* _Action item_:
Once every line below has been checked for "iset", give only the number of lines that have it.

------ Working data ------

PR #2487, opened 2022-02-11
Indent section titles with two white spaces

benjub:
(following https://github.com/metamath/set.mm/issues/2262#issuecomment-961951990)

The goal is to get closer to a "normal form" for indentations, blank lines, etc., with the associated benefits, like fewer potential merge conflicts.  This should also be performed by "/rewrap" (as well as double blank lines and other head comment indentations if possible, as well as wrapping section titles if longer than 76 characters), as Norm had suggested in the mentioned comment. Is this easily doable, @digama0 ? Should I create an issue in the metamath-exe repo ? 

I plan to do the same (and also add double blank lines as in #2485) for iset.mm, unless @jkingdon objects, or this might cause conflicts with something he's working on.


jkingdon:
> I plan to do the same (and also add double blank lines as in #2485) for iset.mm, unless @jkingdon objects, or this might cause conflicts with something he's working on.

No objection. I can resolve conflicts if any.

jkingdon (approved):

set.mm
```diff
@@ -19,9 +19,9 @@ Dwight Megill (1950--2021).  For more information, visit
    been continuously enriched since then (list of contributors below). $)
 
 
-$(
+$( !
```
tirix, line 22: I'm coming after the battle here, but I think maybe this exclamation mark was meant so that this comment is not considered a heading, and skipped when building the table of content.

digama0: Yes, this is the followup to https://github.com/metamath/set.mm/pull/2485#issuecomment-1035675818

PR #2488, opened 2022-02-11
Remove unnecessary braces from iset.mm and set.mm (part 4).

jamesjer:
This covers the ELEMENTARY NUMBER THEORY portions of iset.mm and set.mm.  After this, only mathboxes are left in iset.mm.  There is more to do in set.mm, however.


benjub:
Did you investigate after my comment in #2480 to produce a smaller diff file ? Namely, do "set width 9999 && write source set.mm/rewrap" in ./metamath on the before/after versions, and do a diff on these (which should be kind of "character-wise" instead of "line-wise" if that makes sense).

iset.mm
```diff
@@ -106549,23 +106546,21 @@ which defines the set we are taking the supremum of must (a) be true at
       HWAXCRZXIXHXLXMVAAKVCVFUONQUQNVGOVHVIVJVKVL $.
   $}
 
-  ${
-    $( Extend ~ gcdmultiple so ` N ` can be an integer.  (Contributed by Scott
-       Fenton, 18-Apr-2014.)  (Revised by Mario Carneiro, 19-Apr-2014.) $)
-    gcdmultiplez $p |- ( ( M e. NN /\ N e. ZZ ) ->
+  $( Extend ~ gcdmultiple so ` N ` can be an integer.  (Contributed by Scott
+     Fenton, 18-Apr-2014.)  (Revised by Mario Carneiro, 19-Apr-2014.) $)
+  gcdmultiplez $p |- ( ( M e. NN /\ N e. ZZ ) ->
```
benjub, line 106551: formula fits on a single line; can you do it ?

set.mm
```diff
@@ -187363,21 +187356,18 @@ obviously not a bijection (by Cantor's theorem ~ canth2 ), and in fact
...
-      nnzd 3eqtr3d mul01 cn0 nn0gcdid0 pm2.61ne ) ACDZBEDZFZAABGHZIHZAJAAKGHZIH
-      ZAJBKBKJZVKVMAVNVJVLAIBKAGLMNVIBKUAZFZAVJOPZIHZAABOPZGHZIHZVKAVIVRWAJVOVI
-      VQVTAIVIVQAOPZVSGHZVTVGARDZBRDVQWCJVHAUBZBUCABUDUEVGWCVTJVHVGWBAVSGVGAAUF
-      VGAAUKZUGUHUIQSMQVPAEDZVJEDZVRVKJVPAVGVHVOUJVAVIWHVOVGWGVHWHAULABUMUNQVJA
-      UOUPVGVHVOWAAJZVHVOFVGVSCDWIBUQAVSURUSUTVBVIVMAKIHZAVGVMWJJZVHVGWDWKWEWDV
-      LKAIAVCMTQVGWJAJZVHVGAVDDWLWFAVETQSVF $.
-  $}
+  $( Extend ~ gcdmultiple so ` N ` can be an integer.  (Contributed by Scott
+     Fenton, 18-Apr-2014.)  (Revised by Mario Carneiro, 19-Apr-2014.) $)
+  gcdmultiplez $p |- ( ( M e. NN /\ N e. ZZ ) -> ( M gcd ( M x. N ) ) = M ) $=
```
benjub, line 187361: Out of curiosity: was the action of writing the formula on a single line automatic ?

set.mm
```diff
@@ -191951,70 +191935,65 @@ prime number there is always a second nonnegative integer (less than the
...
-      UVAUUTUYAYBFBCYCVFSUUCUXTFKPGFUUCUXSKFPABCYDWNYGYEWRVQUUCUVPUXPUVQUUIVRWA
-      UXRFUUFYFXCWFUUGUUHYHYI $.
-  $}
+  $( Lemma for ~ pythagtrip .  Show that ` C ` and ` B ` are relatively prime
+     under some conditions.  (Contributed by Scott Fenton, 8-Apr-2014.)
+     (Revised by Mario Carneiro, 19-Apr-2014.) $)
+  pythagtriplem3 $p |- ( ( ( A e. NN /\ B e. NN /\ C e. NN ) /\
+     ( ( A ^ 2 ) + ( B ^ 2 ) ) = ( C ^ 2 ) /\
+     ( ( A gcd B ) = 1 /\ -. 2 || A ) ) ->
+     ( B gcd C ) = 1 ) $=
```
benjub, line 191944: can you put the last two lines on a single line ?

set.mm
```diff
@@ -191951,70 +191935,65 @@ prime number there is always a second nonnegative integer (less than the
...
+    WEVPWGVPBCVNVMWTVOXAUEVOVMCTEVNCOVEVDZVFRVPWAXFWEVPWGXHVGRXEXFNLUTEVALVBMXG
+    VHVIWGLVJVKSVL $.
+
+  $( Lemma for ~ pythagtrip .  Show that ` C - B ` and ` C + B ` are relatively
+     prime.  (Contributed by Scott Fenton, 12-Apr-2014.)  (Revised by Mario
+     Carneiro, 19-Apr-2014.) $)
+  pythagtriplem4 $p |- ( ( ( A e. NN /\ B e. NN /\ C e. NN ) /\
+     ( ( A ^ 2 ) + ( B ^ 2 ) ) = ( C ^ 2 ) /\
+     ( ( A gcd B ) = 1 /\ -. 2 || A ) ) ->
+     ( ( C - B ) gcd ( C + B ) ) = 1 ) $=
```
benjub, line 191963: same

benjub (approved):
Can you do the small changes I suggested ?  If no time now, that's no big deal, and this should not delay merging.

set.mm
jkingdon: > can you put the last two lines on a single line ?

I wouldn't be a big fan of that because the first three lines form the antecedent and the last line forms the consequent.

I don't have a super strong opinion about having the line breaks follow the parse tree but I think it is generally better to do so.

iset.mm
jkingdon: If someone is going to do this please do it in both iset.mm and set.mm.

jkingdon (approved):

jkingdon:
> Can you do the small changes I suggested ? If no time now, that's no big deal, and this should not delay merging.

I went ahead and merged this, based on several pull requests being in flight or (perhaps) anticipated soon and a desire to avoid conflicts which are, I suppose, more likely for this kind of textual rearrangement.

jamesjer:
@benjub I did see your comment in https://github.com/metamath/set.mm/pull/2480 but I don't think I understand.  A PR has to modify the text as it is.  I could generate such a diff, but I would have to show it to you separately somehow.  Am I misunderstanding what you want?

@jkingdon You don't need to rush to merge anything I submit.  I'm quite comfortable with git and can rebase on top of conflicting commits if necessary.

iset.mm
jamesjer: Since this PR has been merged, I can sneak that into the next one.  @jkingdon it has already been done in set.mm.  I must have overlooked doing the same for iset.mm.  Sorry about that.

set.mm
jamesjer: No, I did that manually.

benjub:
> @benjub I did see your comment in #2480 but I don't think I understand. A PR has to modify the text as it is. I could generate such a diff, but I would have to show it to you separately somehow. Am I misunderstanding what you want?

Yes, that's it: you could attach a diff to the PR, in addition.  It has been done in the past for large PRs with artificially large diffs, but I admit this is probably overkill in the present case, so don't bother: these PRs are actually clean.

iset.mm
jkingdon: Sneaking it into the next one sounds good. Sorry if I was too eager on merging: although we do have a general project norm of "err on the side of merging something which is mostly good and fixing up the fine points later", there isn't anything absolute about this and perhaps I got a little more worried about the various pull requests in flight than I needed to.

------
------ Working data ------

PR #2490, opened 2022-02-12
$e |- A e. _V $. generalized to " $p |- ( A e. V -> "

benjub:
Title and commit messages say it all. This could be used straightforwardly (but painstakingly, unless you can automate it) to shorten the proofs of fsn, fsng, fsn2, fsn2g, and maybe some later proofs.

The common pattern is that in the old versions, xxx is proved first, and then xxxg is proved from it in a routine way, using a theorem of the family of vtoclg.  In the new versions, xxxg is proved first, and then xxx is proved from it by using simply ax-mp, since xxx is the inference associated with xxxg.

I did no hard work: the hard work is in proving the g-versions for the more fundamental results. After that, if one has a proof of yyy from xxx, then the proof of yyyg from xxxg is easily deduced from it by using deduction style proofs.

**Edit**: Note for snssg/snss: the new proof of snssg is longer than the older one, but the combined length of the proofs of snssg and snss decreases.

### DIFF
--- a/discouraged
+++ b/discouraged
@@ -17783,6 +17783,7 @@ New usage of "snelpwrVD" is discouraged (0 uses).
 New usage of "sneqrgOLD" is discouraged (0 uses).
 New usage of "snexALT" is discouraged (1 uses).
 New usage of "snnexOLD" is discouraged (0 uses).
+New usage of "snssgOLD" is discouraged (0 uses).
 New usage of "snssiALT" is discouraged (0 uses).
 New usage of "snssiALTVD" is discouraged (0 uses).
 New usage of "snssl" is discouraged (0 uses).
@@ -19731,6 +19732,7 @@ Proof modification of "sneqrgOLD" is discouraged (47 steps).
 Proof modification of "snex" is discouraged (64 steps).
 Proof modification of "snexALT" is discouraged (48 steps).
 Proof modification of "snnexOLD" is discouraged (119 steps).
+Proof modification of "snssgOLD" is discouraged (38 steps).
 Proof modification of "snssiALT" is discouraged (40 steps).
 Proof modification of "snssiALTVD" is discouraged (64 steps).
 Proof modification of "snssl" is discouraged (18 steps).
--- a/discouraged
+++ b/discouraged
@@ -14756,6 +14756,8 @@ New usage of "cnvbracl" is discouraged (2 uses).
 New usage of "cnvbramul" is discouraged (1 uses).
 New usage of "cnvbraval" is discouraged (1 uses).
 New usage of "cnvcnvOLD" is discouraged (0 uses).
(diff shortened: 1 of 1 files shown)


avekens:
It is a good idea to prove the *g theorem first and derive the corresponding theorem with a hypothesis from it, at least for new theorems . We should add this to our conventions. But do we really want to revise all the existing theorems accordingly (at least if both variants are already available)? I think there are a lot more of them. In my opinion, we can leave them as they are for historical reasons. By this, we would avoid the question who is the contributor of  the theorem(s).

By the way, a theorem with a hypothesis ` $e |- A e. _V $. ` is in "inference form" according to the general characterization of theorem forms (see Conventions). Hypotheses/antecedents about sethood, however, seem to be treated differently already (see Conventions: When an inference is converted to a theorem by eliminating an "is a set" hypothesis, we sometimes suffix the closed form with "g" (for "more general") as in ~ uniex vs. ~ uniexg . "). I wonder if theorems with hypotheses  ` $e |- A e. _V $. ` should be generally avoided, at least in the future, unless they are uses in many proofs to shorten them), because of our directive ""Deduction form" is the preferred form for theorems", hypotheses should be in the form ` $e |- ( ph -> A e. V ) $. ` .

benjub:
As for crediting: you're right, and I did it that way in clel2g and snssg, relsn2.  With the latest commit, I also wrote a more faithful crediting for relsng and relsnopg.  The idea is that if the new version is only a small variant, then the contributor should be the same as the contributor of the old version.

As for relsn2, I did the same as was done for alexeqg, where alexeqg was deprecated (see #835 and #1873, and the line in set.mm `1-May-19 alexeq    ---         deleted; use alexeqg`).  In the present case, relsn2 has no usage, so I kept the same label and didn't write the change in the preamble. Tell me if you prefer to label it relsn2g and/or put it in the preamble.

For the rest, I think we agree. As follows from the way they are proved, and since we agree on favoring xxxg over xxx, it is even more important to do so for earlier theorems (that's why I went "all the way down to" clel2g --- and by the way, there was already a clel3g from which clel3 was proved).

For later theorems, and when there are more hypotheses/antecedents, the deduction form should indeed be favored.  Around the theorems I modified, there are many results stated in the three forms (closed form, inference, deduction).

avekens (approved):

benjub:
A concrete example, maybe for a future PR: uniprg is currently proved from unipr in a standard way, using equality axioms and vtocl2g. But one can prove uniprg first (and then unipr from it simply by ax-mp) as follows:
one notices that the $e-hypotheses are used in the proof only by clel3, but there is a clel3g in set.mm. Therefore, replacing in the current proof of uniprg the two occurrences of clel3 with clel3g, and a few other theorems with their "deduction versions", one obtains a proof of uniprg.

------

* _Answer to the exercise_:
10